— C’est cela.

— Dans ce cas, l’échantillonnage est incomplet. J’y vois bien trois maréchaux, deux ecclésiastiques, un assez grand nombre d’hommes politiques. Mais non pas un de ces chefs de finance ou d’industrie, un de ces grands directeurs de chemins de fer qui sont parmi les guides les plus actifs de la civilisation contemporaine, en bien comme en mal.

— … Pas plus qu’un représentant qualifié du travail, de cette formidable puissance qui s’appelle « les syndicats ouvriers ». Le camarade Jouhaux n’a jamais songé à se présenter, et nul n’y pense pour lui. L’Académie échantillonne les anciennes forces dirigeantes de la communauté, non pas celles qui ne sont apparues que depuis Richelieu. En cela elle manque d’imagination. Mais cela viendra un jour. Par degrés. Très lentement. Comme toutes les vieilles institutions, l’Académie ne peut évoluer qu’en ayant l’air de ne pas évoluer. A cet égard elle est presque logée à la même enseigne que l’Église catholique.

— Et, poursuivit Pamphile, est-ce qu’elle sert à quelque chose, l’Académie ? J’avoue que je ne discerne pas bien à quoi. Vous n’allez point, n’est-ce pas, me parler du Dictionnaire. Il serait dérisoire d’assembler depuis quatre siècles quarante personnes, en aucune façon du reste, pour la plus grande part, préparées par leur profession à ce travail, et de les habiller en vert pomme, uniquement pour rédiger un Dictionnaire !

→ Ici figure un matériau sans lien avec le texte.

PR #2581, opened 2019-08-07
setup.cfg: added flake8 settings

back-to:

PR #2804, opened 2020-02-19
Flake8

bastimeyer:
This is an attempt of cleaning up Streamlink's codebase a bit. ~~I've tried to fix as many errors and warnings as possible, but there's still a lot to do, as I didn't touch those which would require altering the code or reformatting it by a lot (unfortunately Python programmers love silly indentation and code styles). This additional work can be done later in another PR or I'll add some more commits if I feel like.~~

A flake8 config was already added in #2581, but the linting tool was never actually used in the CI runs, so I've enabled that as well (only on TravisCI). It will always succeed though, so if there are any build errors, then it was due to me making mistakes while cleaning up. Some errors/warnings are suppressed via inline comments or in the flake8 config (`setup.cfg`).

To anyone reviewing the changes, I think it'll be better to go through each commit individually. I've tried to only fix the errors/warnings mentioned in the commit message, but there are also some other minor changes here and there, like deleting an unnecessary empty line between class and method definitions. 

Remaining errors: none

There's still more to do than just fixing the reported linting errors/warnings:
- Remove unnecessary file encoding comments
  - Add an editorconfig file which sets the encoding value and other configs globally (or per file / ext)
- Remove unnecessary python shebangs
- Remove unnecessary `unittest.main()` calls from test modules
- Replace `self.logger` calls with native `logging` module

Other things I've noticed:
- Some tests don't inherit from `unittest.TestCase`, but `unittest` still gets imported (unused import error needs to be suppressed)


bastimeyer:
I've decided to fix W504 (line break after binary operator), E741 (ambiguous variable name '...') and most importantly E501 (line too long (... > 128 characters)).

These are a lot of further changes and I had to rewrite lots of url matching tests and also a couple of regular expressions. This needs to be reviewed before it can be merged.

bastimeyer:
All errors are fixed now. This required fixing some plugins which I initially didn't want to do. In case of F821, these errors were all caused by #1925, which looks like it was a simple replace-string-in-directory job and thus broke lots of stuff. That's kinda bad. It got unnoticed here, as the broken code was unreachable or behind a double geo-block check and thus not executed.

Since the current flake8 config doesn't report any problems now with these changes, are we fine with making the lint-check a build success requirement? Open PRs would all have to be rebased once this gets merged. Other PRs which will get merged in the mean time will most likely require me to resolve some merge conflicts then, but I'm fine with that.

Also please remember to review these changes before merging (I know it's a lot :weary:). Any further fixes/improvements/cleanups will be done in another PR. I'm done here for now unless there are some issues.

gravyboat:
@bastimeyer  Took me a while but I went through this tonight and it looks good. Maybe we can try for one more review just in case I missed something? I'm also fine with making the lint check a build success requirement, I don't want to review another PR like this in the future. Thanks for doing this.

bastimeyer:
Fixed the class attributes.
Also removed the `--exit-zero` parameter so that builds can fail if there are linting errors (and reordered the commits).

bastimeyer:
Interesting... It uses a different set of linting rules when run on Python 2. Didn't know that. Added another commit and reordered again. Should be good now.

PR #2809, opened 2020-02-25
Further cleanup

bastimeyer:
These are the additional (simple) changes I've mentioned in #2804. 

Regarding the editorconfig, please check if this config is good enough, as there might be a couple of file types/paths which I've left out.

And regarding the removed `unittest.main()` calls from the test modules, people should instead use the [`pytest`](https://docs.pytest.org/en/latest/usage.html) or [`unittest`](https://docs.python.org/3/library/unittest.html) command line interfaces to run test modules or single tests. Or even better, from within their IDEs. For the sake of completeness though, CLI examples here:
```sh
# pytest CLI
python -m pytest
python -m pytest tests/path/to/file.py
python -m pytest tests/path/to/file.py::ClassName
python -m pytest tests/path/to/file.py::ClassName::test_name
# unittest CLI
python -m unittest --verbose
python -m unittest --verbose tests.path.to.file
python -m unittest --verbose tests.path.to.file.ClassName
python -m unittest --verbose tests.path.to.file.ClassName.test_name
```

That should be it for now with my cleanup changes (I think :sweat_smile:).

### DIFF
--- a/.editorconfig
+++ b/.editorconfig
@@ -1,0 +1,25 @@
+root = true
+
+[*]
+charset = utf-8
+end_of_line = lf
+indent_size = 4
+indent_style = space
+insert_final_newline = true
+max_line_length = 128
+trim_trailing_whitespace = true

— Rien de plus certain. Mais, Pamphile, à quoi sert aux Anglais de mettre, dans l’abbaye de Westminster, les statues de leurs grands hommes, dont la plupart ne se recommandent point des mérites de leurs sculpteurs ?

— L’Angleterre les veut ainsi honorer ; ce faisant, elle s’honore elle-même. Cela lui donne, aux yeux des étrangers et de ses propres citoyens, quelque grandeur.

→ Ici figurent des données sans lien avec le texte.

Issue #2750, opened 2019-12-19
Youtube plugin not working with some vods


Maqken:
## Plugin Issue

- [x ] This is a plugin issue and I have read the contribution guidelines.

### Description

On some vods i get no playable streams found and cant seem to identify why.

### Reproduction steps / Explicit stream URLs to test

1. Try to load streamlink https://www.youtube.com/watch?v=FmDUUGOTFCM

### Log output

```
streamlink https://www.youtube.com/watch?v=jXg93FFZXWk -l debug
[cli][debug] OS:         Windows 10
[cli][debug] Python:     3.6.6
[cli][debug] Streamlink: 1.3.0
[cli][debug] Requests(2.22.0), Socks(1.7.1), Websocket(0.56.0)
[cli][info] Found matching plugin youtube for URL https://www.youtube.com/watch?v=jXg93FFZXWk
[plugin.youtube][debug] Video ID from URL
[plugin.youtube][debug] Using video ID: jXg93FFZXWk
[plugin.youtube][debug] get_video_info - 1: Found data
[plugin.youtube][debug] MuxedStream: v 137 a 251 = 1080p
Available streams: audio_mp4, audio_webm, 360p (worst), 720p, 1080p (best)

streamlink https://www.youtube.com/watch?v=FmDUUGOTFCM -l debug
[cli][debug] OS:         Windows 10
[cli][debug] Python:     3.6.6
[cli][debug] Streamlink: 1.3.0
[cli][debug] Requests(2.22.0), Socks(1.7.1), Websocket(0.56.0)
[cli][info] Found matching plugin youtube for URL https://www.youtube.com/watch?v=FmDUUGOTFCM
[plugin.youtube][debug] Video ID from URL
[plugin.youtube][debug] Using video ID: FmDUUGOTFCM
[plugin.youtube][debug] get_video_info - 1: Found data
error: No playable streams found on this URL: https://www.youtube.com/watch?v=FmDUUGOTFCM
```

— L’Académie Française, pareillement, est une sorte de musée, mais de personnages encore en vie. Et voyez un peu, entre parenthèses, l’évolution qui s’est faite dans l’esprit national : en associant lorsqu’elle fut créée, de grands seigneurs et de simples écrivains, son fondateur entendait relever ceux-ci devant l’opinion ; du moins c’est ainsi qu’on le considéra bientôt. A cette heure, c’est plutôt la présence des écrivains qui relève, devant l’opinion, la qualité de ceux de ses membres qui ne sont point des professionnels de la pensée écrite. De là vient même cette erreur générale, dont vous venez de vous faire l’écho, que pour faire partie de l’Académie, l’on devrait être auteur. Cela prouve l’éminente situation des écrivains dans la société contemporaine — en France, car il n’en est pas tout à fait de même ailleurs. On peut dire que les lettres de noblesse de la profession littéraire, chez nous, datent de 1635, année, comme chacun sait, de la fondation de l’Académie. C’est pourquoi les écrivains tiennent tant à en être ; et la sélection distinguée de la compagnie lui vaut, à l’étranger, une estime qui n’est pas sans exercer une salutaire influence. L’Académie, on l’a vu pendant la guerre, et depuis, est un excellent agent de propagande nationale.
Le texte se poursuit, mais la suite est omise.